PR #138, opened 2015-02-04
[Proposal] invoicePath method

DraperStudio:
I haven't found any way to get the path for an invoice so with the `invoicePath` method the local path for an invoice can be retrieved which then can be used to attach the invoice to an email or whatever else needs to be done with it.

```php
$invoice = $user->invoicePath($id, [
    'vendor'  => env('SERVICE_NAME'),
    'product' => $plan['name'],
]);

$billingMailer->send($user, $invoice);
```


taylorotwell:
Added `invoiceFile` method to 3.0 branch.

PR #140, opened 2015-02-05
Update CashierServiceProvider.php

toniperic:
Since Illuminate\Support\ServiceProvider method loadViewsFrom($path, $namespace) accepts first the path and then the namespace, shouldn't these arguments switch places?


toniperic:
Didn't see that the same PR was already submitted a few hours before me.

PR #141, opened 2015-02-10
Fix Docblock.

ChrisReid:
Incorrect parameter name.


taylorotwell:
Fixed on 3.0 branch which is the current release. Thanks.

PR #144, opened 2015-03-02
Creating new card API change

zslabs:
Stripe API change: https://stripe.com/docs/upgrades#2015-02-18

There is still an issue with setting (and getting) the last four digits, as the way you retrieve a card is much different than before https://stripe.com/docs/api#retrieve_card

Relevant Stack Overflow issue: http://stackoverflow.com/questions/28735182/laravel-cashier-trouble-updating-card-fatal-error?noredirect=1#comment45864842_28735182

### DIFF
--- a/src/Laravel/Cashier/StripeGateway.php
+++ b/src/Laravel/Cashier/StripeGateway.php
@@ -451,7 +451,7 @@ class StripeGateway
     {
         $customer = $this->getStripeCustomer();
 
-        $card = $customer->cards->create(['card' => $token]);
+        $card = $customer->sources->create(['card' => $token]);
 
         $customer->default_card = $card->id;
 
--- a/tests/StripeGatewayTest.php
+++ b/tests/StripeGatewayTest.php
@@ -177,8 +177,8 @@ class StripeGatewayTest extends PHPUnit_Framework_TestCase {
 		$gateway->shouldReceive('getStripeCustomer')->andReturn($customer = m::mock('StdClass'));
 		$gateway->shouldReceive('getLastFourCardDigits')->once()->andReturn('1111');
 		$customer->subscription = (object) ['plan' => (object) ['id' => 1]];
-		$customer->cards = m::mock('StdClass');
-		$customer->cards->shouldReceive('create')->once()->with(['card' => 'token'])->andReturn($card = m::mock('StdClass'));
+		$customer->sources = m::mock('StdClass');
+		$customer->sources->shouldReceive('create')->once()->with(['card' => 'token'])->andReturn($card = m::mock('StdClass'));
 		$card->id = 'card_id';
 		$customer->shouldReceive('save')->once();
 


taylorotwell:
Tests are failing.

taylorotwell:
Also you can set the API version your application is using.

zslabs:
Hey Taylor,
Tests updated and thanks for mentioning manually setting the API version my app will use. The tricky part for me becomes how do we manage the difference between what we set Stripe's API to use compared to when Cashier is updated? I'd assume we'd always want to keep Cashier using the latest and greatest from Stripe, but it seems like it'd become a bit messy with the breaking changes that occurred in that last change in the API. Thanks!

taylorotwell:
Yeah Stripe API isn't exactly the most stable thing I've seen. We probably need a good, easy to find version of the Stripe API that Cashier is currently supporting. For example, if we merge this PR now, do we break people when they upgrade Cashier if they are on an old Stripe API version?

zslabs:
Yep, while this PR fixes an issue with the new Stripe API removing the card attribute, additional work needs to be done for saving and retrieving the last four of the CC on file (access methods are different).

I'd love to hear other's thoughts or typical use-cases of staying on older versions of the library, but I'd also lean on of how you normally handle that in the L framework for all its dependencies. If Cashier is going to support a certain Stripe API version, then maybe Cashier should be setting this directly to avoid confusion.

taylorotwell:
I'm tempted to make this a major release of Cashier (4.0), I don't see any other really decent way to do this?

zslabs:
Sure, I think that'd make sense. So then are you in agreement about both updating to the latest API and Cashier manually setting the API version it is compatible with to rule out confusion? Thanks for the continued back 'n forths.

taylorotwell:
I think we should just document in Laravel docs which versions support which versions of the Stripe API.

zslabs:
Definitely. Since the Stripe API can be a bit flakey when it comes to consistency across updates, being as transparent as possible about version support is a great idea.

rossedman:
I am experiencing the same problems. They are upgrading their API faster than I can build my billing portal. Could this be something that is just set in `config/services`?

taylorotwell:
This will have to be done on a major branch.

taylorotwell:
I've created a 4.0 branch for handling apps on Stripe API 2-18 and later. I've made this change on that branch. What do we need to do for the last four digits changes?

zslabs:
Sounds good, thanks a lot @taylorotwell. So as far as the other changes, the way you get and set a card has completely changed, as it's not returned with the customer object anymore https://stripe.com/docs/api#retrieve_card I'm not sure if that means we'll not only need to store a customer_id locally, but possibly a card_id as well.

chillichicken:
Why can't you just drive this via composer ?
A certain cashier version works with a certain Stripe version, which will be updated accordingly.

PR #147, opened 2015-03-13
Update Invoice.php

loduis:
After finding a bill that has not been able to collect, it is appropriate to invoke the method **pay** in one step

https://github.com/laravel/cashier/blob/3.0/src/Laravel/Cashier/StripeGateway.php#L245


taylorotwell:
Just use the getStripeInvoice method.

PR #111, opened 2018-02-08
Improved beans_get tests.

hellofromtonya:
The original unit tests for `beans_get()` was light and incomplete.  This PR breaks up the tests for array and object haystacks as well as covers additional scenarios, such as `$_GET` and indexed arrays.

### DIFF
--- a/tests/phpunit/unit/api/utilities/beansGet.php
+++ b/tests/phpunit/unit/api/utilities/beansGet.php
@@ -30,35 +30,90 @@ class Tests_BeansGet extends Test_Case {
 	}
 
 	/**
-	 * Test beans_get() should return the default value.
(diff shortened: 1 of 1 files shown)


tests/phpunit/unit/api/utilities/beansGet.php
```diff
@@ -30,35 +30,90 @@ protected function setUp() {
 	}
 
 	/**
-	 * Test beans_get() should return the default value.
+	 * Test beans_get() should find the needle when array is given.
```
christophherr: I was a stickler for adding `an` or `the` in the last few PRs. 
So just for consistency (with myself and the last three tests), 
...when  **an** array is given.
and
...when **an** object is given.

PR #113, opened 2018-02-12
Optimized Actions API

### LINKED ISSUE #112: Get rid of the storing actions as encoded strings
Currently, when storing an action into our API's container, we use `json_encode` to compress the array into an encoded string.  Then to get the action out of the container, we need to decode it, converting it back into an array.  That's an _expensive process_.

To prove that it's expensive, I ran tests to measure:

- memory consumption
- execution time

## The Test

[Using this code](https://gist.github.com/hellofromtonya/5e4ededdb6b9b6be69260998f52dcc12), I built a test that adds 1,000,000 actions into the container.  

Why a million? I picked a number that stressed our code and was outside of how many we we typically add for a single web page.

The test is actually 2 tests:

- Test 1: encodes the action before adding it into the container.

**Task directions**
Your answer must be a single number: the count of lines in the records that include "once".

**Response for this exercise**
4